This is nothing more than our original \(n\) expression multiplied by \(f\), because as we saw, when there are \(n\) elements in a sum, we paint \(f\) yards.

We're almost done with our final expression. All we have to do now is to add the number of yards painted in the previous day. So, \(g(j)\) is therefore given by:

$$ g(j) = 0 \text{ if } j = 0 $$

$$ g(j) = g(j-1) + y(j) \text{ if } j \ge 1 $$

Don't get confused about \(y(j)\), it's just a way for me not to rewrite all of that huge expression in this little box for \(g(j)\). It's supposed to simplify.
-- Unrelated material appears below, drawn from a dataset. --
PR #5781, opened 2022-10-22
fix: line editor points rendering below elements

dwelle:
fixes:

excal-bug-line-points-rendered-behind-elements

Implementation and experimental results

For me, the best way to implement this is using dynamic programming. If you don't know what I'm talking about, dynamic programming in this case is just a fancy name for "implement it in such a way that recursive calls never solve the same problem again". In other words, you would allocate a big array where you stored each value for \(g\) that you have computed in the past. To calculate \(g(j)\), go and see if it's in the table. If it's not, recursively calculate it, and then store the result in the table. This prevents the algorithm from calculating the same value recursively 4 times in one single iteration. This is important, it saves a lot of space and time.

I tested this with some realistic values:

  • \(w = 1.822\)
  • \(p = 0.109\)
  • \(f = 5.468\)
  • \(d = 28800\)

Here's what I got:

Day Painted in this day Total painted
1 486.652 486.652
2 213.252 699.904
3 164.04 863.944
4 136.7 1000.644
5 120.296 1120.94
6 109.36 1230.3
7 98.424 1328.724
8 87.488 1416.212
9 82.02 1498.232
10 82.02 1580.252
11 76.552 1656.804

Notice that after 11 days, there was a huge loss of productivity, he's got a big BOOM in the first day, where he paints almost 500 yards, and after 11 days he's doing \(\frac{3}{20}\) of what he did in the 1st day. So, indeed, it all goes back to the joke baseline. He seems to be such a great worker in the first day, but then in the second he starts losing power, and then ... oh my ... it gets worse and worse.

Now that we deeply analyzed Shlemiel the Painter's joke, it's time for reflecting on the Computer Science side. By this time, you should have a pretty damn bad feeling about Shlemiel the Painter's Algorithms: they can ilude you within the first steps, but when you start using them a lot, things will be terribly slow. Really slow. You do NOT want a Shlemiel the Painter's Algorithm running somewhere in your code.

As you can read in Joel's article, typical string concatenations in C are a Shelmiel the Painter's algorithm (or in Java - when you use the overloaded operator + to make things like "hello" + ", world", java will copy everything into a new string, and then if you use + again, it will copy everything again to a new string - this can happen in other languages, so you can't run away saying "I use language X or Y, so I don't have to worry about it", because you do have to worry about it, and you'll not be using the same language for the rest of your life anyway, so that's a doomed argument anyway).

In his article, Joel shows a sample piece of code where he concatenates a set of strings. Analyzing the complexity of this code should be pretty straightforward by now. Imagine you have a set of \(m\) strings, each one with at most \(n\) characters. What's the complexity of concatenating them all? Try to solve it by yourself, it's a nice exercise.

Let's see a few examples before determining a general pattern. When we concatenate string 2 to string 1, we have to run through all of the \(n\) characters of s1 and the \(n\) characters of s2:

$$ n + n = 2n $$

When we concatenate string 3, we have to traverse the previous string, which has now \(2n\) characters, plus the \(n\) of s3, so:

$$ 2n + n = 3n $$

It can be seen that when we concatenate string \(i\), we have to run through this number of characters:

$$ i*n $$

We are going to concatenate \(m\) strings (in fact, we concatenate \(m-1\), but it's not significant, we're making an asymptotic analysis), so, we will be running through

$$ \sum_{i=1}^{m}{i*n} $$

characters, which is basically

$$ n \frac{m(m+1)}{2} $$

meaning, this is \(\mathcal{O}(m^2)\) (note that \(n\) is constant, that's why I took it away). It's bad. We can do it in linear time (again, read Joel's article).

I decided to make this article as a response to the challenge Joel left on his book when he talks about Shelmiel the Painter's Algorithms. By the end of page 7, you can read:

For extra credit, what are the real numbers?

This is my answer!